DATA SUPPLIED START

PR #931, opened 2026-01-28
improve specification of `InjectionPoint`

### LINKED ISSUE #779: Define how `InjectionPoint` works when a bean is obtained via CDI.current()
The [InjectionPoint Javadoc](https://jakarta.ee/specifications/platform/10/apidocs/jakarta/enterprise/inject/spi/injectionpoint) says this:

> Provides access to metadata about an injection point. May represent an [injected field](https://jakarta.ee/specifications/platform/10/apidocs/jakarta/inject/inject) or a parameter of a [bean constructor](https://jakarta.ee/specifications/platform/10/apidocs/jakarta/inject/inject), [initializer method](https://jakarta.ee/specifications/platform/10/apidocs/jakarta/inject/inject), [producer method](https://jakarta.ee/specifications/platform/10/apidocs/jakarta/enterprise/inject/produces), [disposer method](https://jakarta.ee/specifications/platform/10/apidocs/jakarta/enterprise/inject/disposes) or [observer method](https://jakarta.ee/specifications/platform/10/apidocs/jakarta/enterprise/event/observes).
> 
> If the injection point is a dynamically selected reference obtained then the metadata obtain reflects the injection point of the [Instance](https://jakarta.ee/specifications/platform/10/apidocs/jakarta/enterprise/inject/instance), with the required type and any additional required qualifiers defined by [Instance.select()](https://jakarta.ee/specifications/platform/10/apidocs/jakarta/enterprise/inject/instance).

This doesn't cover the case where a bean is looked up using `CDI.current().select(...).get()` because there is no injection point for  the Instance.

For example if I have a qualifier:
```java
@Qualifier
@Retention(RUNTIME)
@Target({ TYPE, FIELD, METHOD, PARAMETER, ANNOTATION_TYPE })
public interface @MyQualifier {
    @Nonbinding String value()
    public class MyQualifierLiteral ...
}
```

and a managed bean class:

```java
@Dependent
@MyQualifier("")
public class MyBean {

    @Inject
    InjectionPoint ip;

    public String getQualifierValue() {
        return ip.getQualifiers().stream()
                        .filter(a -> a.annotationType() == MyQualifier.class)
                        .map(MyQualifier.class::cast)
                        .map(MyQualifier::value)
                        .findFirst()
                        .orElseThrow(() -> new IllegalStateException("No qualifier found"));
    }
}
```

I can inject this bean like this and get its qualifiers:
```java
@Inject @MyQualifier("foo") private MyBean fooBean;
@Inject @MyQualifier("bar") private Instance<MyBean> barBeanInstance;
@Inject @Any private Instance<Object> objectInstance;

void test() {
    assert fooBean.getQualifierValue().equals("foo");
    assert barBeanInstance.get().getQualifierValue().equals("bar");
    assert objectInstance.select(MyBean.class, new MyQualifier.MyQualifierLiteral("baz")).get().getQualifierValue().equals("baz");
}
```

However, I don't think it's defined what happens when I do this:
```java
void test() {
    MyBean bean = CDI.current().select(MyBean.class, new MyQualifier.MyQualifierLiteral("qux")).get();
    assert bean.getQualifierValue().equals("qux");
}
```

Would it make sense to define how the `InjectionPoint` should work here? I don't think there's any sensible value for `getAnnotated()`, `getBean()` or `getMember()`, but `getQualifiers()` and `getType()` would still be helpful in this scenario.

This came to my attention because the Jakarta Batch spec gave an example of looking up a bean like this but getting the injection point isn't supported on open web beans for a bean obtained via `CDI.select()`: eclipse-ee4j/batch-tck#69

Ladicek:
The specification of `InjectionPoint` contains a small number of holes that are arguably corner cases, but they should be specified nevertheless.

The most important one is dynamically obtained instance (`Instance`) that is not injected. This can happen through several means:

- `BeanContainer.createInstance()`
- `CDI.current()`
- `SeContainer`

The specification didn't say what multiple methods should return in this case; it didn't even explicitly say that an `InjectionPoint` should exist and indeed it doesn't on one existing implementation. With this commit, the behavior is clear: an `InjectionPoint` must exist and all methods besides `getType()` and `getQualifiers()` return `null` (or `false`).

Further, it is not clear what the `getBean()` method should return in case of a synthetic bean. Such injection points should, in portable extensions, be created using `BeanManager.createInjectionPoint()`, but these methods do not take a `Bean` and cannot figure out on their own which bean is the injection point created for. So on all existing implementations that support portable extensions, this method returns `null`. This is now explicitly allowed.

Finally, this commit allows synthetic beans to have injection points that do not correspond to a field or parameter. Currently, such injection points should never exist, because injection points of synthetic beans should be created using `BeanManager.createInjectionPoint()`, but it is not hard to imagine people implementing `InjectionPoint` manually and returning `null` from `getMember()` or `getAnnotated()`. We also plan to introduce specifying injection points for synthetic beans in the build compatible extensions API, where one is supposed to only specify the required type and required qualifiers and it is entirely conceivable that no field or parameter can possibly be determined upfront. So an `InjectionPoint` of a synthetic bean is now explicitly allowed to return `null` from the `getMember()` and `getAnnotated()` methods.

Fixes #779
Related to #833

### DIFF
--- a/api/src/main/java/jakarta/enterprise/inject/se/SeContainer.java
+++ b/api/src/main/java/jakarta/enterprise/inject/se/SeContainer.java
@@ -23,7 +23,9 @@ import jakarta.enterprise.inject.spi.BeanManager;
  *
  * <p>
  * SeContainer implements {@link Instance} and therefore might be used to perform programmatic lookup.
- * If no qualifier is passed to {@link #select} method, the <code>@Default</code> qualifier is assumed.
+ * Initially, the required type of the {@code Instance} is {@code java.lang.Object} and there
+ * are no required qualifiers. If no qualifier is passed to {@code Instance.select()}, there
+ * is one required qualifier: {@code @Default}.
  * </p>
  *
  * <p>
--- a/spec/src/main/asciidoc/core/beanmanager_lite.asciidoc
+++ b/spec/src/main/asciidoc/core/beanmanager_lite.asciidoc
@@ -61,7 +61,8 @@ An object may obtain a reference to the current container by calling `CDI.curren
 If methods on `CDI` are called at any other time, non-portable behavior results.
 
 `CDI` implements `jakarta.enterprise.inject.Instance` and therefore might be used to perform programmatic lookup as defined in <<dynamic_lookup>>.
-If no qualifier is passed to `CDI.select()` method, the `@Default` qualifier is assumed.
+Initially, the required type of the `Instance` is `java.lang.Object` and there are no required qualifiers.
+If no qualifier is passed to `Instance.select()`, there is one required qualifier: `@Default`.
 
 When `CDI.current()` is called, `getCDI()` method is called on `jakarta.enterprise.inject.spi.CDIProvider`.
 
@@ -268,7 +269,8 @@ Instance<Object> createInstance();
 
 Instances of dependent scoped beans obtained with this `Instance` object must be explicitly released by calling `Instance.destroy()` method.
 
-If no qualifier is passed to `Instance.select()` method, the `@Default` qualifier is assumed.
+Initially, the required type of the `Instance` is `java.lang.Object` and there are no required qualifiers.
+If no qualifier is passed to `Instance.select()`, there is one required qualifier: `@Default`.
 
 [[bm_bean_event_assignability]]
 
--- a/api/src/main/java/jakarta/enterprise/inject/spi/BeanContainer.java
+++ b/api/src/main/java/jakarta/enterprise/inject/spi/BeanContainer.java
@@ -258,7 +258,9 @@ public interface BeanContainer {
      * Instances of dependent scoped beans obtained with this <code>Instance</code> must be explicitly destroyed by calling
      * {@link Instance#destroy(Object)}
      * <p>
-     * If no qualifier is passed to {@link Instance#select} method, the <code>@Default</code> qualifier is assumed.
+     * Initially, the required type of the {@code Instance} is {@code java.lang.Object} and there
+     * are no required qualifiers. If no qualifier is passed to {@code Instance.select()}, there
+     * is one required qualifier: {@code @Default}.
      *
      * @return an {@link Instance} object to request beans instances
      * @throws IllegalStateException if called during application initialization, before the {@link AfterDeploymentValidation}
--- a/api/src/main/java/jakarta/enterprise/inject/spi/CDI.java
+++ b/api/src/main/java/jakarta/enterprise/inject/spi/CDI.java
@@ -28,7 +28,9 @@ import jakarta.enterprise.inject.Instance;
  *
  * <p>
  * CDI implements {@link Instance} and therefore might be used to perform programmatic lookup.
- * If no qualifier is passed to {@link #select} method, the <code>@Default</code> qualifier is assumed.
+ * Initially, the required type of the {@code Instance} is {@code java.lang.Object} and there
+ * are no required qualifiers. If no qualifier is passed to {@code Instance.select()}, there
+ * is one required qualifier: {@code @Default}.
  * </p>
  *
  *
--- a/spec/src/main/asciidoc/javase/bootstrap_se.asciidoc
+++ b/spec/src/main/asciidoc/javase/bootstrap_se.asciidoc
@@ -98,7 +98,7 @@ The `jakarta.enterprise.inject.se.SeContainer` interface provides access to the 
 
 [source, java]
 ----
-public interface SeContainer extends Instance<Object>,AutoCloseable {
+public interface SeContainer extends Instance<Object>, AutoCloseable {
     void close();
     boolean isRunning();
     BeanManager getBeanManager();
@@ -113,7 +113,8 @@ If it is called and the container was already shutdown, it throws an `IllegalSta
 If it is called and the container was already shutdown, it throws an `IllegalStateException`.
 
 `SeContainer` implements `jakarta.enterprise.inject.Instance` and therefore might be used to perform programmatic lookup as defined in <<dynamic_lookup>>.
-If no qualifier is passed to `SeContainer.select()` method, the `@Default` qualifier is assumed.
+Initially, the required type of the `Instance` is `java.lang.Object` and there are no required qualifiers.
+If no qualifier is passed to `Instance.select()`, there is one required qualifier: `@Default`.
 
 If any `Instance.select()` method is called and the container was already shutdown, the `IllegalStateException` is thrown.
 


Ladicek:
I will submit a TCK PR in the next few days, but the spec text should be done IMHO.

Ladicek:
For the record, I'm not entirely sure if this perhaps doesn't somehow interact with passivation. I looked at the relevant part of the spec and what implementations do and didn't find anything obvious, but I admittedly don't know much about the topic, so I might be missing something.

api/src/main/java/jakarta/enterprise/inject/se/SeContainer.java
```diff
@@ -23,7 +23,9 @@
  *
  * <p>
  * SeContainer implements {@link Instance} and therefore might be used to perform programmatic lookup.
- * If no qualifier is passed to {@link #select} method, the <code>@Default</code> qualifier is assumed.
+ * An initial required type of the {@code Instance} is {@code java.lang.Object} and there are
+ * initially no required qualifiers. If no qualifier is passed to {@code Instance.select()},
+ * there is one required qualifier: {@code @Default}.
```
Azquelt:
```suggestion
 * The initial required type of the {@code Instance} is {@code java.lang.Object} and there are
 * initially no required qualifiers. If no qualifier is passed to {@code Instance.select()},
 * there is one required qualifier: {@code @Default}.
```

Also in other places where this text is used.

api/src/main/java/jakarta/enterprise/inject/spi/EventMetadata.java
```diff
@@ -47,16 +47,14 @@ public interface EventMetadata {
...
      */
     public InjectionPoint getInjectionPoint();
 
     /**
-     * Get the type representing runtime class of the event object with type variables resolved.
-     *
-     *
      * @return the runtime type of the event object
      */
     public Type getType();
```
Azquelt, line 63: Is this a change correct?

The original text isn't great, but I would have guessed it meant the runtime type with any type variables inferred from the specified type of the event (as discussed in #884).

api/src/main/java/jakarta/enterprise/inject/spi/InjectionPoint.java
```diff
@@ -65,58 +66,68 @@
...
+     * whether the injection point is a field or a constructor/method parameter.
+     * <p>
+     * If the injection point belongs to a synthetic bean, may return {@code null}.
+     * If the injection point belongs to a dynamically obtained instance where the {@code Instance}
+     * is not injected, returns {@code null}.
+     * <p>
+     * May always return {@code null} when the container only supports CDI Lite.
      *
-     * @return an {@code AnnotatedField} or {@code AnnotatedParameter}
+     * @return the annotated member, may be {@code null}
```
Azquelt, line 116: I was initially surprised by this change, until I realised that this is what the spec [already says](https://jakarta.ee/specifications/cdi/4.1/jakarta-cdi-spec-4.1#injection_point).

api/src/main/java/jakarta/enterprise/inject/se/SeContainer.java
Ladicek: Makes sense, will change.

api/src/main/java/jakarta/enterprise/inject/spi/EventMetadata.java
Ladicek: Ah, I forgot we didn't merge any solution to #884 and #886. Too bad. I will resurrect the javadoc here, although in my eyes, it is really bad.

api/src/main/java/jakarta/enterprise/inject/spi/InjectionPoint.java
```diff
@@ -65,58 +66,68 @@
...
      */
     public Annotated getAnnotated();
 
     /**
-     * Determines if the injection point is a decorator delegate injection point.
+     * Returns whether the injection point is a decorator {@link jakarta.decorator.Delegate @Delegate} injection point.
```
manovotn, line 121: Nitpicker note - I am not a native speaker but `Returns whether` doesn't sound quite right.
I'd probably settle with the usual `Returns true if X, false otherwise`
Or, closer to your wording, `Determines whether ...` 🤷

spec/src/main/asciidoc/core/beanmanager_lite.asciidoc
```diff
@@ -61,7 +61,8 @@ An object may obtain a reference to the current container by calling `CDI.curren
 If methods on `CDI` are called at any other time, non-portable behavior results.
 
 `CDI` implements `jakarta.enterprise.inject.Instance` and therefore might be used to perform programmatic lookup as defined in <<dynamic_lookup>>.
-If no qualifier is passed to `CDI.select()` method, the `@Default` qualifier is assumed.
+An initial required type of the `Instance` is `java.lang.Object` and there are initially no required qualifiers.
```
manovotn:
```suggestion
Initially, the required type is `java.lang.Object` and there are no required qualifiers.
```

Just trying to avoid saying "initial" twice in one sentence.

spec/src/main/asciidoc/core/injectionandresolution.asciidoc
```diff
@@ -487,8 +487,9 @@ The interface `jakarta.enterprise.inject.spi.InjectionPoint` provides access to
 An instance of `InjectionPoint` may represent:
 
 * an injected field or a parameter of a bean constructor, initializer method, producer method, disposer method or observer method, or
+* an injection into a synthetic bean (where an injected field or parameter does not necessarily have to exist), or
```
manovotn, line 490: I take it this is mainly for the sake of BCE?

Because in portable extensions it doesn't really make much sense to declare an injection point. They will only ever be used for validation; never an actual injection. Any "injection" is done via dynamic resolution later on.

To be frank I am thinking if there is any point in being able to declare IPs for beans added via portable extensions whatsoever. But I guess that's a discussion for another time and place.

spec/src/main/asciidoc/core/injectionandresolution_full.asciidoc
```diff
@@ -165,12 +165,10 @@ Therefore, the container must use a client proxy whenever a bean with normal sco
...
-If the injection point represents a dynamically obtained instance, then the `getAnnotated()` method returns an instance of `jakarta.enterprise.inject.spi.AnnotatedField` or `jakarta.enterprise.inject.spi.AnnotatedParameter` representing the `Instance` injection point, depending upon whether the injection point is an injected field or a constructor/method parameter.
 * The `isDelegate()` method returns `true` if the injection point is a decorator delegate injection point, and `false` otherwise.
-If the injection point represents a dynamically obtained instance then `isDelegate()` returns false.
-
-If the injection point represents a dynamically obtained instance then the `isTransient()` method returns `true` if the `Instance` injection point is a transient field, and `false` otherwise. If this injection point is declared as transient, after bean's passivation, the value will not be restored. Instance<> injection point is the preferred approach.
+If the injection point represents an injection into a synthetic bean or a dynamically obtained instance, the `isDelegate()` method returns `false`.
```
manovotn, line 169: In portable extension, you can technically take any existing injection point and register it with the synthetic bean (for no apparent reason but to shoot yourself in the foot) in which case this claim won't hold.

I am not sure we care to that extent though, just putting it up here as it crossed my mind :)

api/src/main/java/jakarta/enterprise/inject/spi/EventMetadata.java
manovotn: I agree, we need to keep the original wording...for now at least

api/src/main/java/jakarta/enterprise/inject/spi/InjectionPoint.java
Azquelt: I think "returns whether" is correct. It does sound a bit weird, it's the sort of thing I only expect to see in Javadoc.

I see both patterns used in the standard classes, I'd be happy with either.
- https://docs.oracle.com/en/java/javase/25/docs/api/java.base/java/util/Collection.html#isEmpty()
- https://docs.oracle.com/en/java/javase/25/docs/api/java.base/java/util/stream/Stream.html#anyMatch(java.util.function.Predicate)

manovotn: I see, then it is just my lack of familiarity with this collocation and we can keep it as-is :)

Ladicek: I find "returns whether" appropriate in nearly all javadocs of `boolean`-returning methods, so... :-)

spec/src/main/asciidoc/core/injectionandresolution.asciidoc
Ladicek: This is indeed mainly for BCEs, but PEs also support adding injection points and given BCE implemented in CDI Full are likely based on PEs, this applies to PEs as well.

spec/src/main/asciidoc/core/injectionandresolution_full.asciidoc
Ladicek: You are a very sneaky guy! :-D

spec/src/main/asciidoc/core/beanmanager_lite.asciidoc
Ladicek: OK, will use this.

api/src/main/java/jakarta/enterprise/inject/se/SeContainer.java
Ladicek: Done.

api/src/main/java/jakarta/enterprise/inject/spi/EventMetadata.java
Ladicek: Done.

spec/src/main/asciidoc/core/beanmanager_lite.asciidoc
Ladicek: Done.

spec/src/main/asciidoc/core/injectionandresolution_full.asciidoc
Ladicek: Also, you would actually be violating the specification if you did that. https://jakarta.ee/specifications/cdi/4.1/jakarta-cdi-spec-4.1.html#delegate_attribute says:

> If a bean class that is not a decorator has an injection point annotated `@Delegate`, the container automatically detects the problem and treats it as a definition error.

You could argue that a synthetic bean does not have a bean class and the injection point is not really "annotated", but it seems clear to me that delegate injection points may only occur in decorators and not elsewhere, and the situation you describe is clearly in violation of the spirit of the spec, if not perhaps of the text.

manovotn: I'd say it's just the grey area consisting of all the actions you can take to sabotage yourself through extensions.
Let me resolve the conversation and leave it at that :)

DATA SUPPLIED END

● PROBLEM REQUIREMENTS: Would you please copy exactly the part of the entries above that begins at the line containing "manovotn: I see, then" and ends at the line containing "You could argue", both lines included?

● RESULT FOR THIS EXERCISE:
manovotn: I see, then it is just my lack of familiarity with this collocation and we can keep it as-is :)

Ladicek: I find "returns whether" appropriate in nearly all javadocs of `boolean`-returning methods, so... :-)

spec/src/main/asciidoc/core/injectionandresolution.asciidoc
Ladicek: This is indeed mainly for BCEs, but PEs also support adding injection points and given BCE implemented in CDI Full are likely based on PEs, this applies to PEs as well.

spec/src/main/asciidoc/core/injectionandresolution_full.asciidoc
Ladicek: You are a very sneaky guy! :-D

spec/src/main/asciidoc/core/beanmanager_lite.asciidoc
Ladicek: OK, will use this.

api/src/main/java/jakarta/enterprise/inject/se/SeContainer.java
Ladicek: Done.

api/src/main/java/jakarta/enterprise/inject/spi/EventMetadata.java
Ladicek: Done.

spec/src/main/asciidoc/core/beanmanager_lite.asciidoc
Ladicek: Done.

spec/src/main/asciidoc/core/injectionandresolution_full.asciidoc
Ladicek: Also, you would actually be violating the specification if you did that. https://jakarta.ee/specifications/cdi/4.1/jakarta-cdi-spec-4.1.html#delegate_attribute says:

> If a bean class that is not a decorator has an injection point annotated `@Delegate`, the container automatically detects the problem and treats it as a definition error.

You could argue that a synthetic bean does not have a bean class and the injection point is not really "annotated", but it seems clear to me that delegate injection points may only occur in decorators and not elsewhere, and the situation you describe is clearly in violation of the spirit of the spec, if not perhaps of the text.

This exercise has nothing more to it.